Für eine Zukunft ohne Angst! Es gibt gute Nachrichten: Anti-Dystopien eröffnen neue Perspektiven. Science-, Social- und Climate-Fiction stellen sich als Mutmacher für Veränderung und gesellschaftlichen Wandel heraus.

Unsicherheit, Missstände, düstere Prognosen – Dystopien prägen unsere Zeit und liegen in Literatur und Popkultur im Trend.
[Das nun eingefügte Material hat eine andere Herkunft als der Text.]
PR #830, opened 2023-12-12
Add Rake task to create custom organisation in database

lfdebrux:

Currently when we want to add an organisation to the forms-admin database we either have to rely on it being in the GOV.UK organisations API, or use the AWS data API and an SQL command to add it [[1](https://github.com/alphagov/forms-team/wiki/How-to-add-an-organisation-to-GOV.UK-Forms)].

This PR adds a Rake task we can run using the forms-cli, which should be safer and easier.

I've tested this on my local machine.

### DIFF
--- a/lib/tasks/organisations.rake
+++ b/lib/tasks/organisations.rake
@@ -10,4 +10,20 @@ namespace :organisations do
       OrganisationsFetcher.new.call
     end
   end
+
+  desc "Add organisation that is not in GOV.UK organisation database"
+  task :create, %i[name] => :environment do |_, args|
+    usage_message = "usage: rails organisations:create[<name>]".freeze
+    abort usage_message if args[:name].blank?
+
+    organisation = Organisation.find_by(name: args[:name])
+    abort "Organisation already exists: #{organisation.inspect}" if organisation
+
+    organisation = Organisation.create!(
+      slug: args[:name].parameterize,
+      name: args[:name],
+    )
+
+    puts "Created #{organisation.inspect}"
+  end
 end
--- a/spec/lib/tasks/organisations.rake_spec.rb
+++ b/spec/lib/tasks/organisations.rake_spec.rb
@@ -1,0 +1,55 @@
+require "rake"
+
+require "rails_helper"
+
+RSpec.describe "organisations.rake" do
+  before do
+    # Rake.application.options.trace = true
+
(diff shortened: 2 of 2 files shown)


lib/tasks/organisations.rake
```diff
@@ -10,4 +10,17 @@ namespace :organisations do
       OrganisationsFetcher.new.call
     end
   end
+
+  desc "Add organisation that is not in GOV.UK organisation database"
+  task :create, %i[name] => :environment do |_, args|
+    usage_message = 'usage: rails organisations:create["<name>"]'.freeze
```
DavidBiddle, line 16: I might be misunderstanding this usage message - running `rails organisations:create["Department of Seasonal Events"]` returns `zsh: no matches found: [Department of Seasonal Events]` for me

DavidBiddle: Ah yes, it works in bash for me too. And it works in zsh when you escape the square brackets:

```zsh
bundle exec rails organisations:create\["Department of Seasonal Events"\]
```

lfdebrux:
> It might benefit from a test - in forms-api we have a test for the un-living a form rake task (https://github.com/alphagov/forms-api/blob/main/spec/lib/tasks/forms_admin_spec.rb) - this might be worth doing here.

Ooh I was wondering if it was possible to write a test, this is very helpful, thank you!

> You were probably already planning to do this but just in case - when this is merged please could you update the guidance on the ['How-to-add-an-organisation-to-GOV.UK-Forms' wiki page](https://github.com/alphagov/forms-team/wiki/How-to-add-an-organisation-to-GOV.UK-Forms) to use this task?

Yep will do :D

lib/tasks/organisations.rake
lfdebrux: That's good to know. I hope it might also work with `"bundle exec rails organisations:create[Department of Seasonal Events]"`.

Thanks for testing it!

DavidBiddle: Just tested `bundle exec rails "organisations:create[Department of Seasonal Events]"` and can confirm it works 👍

lfdebrux:
@DavidBiddle I've added tests and also tweaked the task slightly, if you have time to re-review that would be appreciated 🙏

DavidBiddle (approved):
Good tests! Task runs locally, code looks good 👍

Doch es gibt auch Zukunftserzählungen, in denen Menschen trotz Katastrophen für Gerechtigkeit und solidarische Gemeinschaften eintreten, und damit dystopische Zustände verhindern. Anhand ausgewählter Werke stellt Isabella Hermann die Anti-Dystopie als eigenes Genre vor, das sich gegen die Diagnose gesellschaftlicher Hoffnungslosigkeit stellt, und zeigt, wie eine anti-dystopische Haltung Impulse für reale Veränderung und soziale Innovation im Hier und Jetzt liefern kann. Denn anders als Utopien eröffnen Anti-Dystopien keine perfekten und unerreichbaren Zukünfte, sondern akzeptieren Widersprüche und Ungereimtheiten.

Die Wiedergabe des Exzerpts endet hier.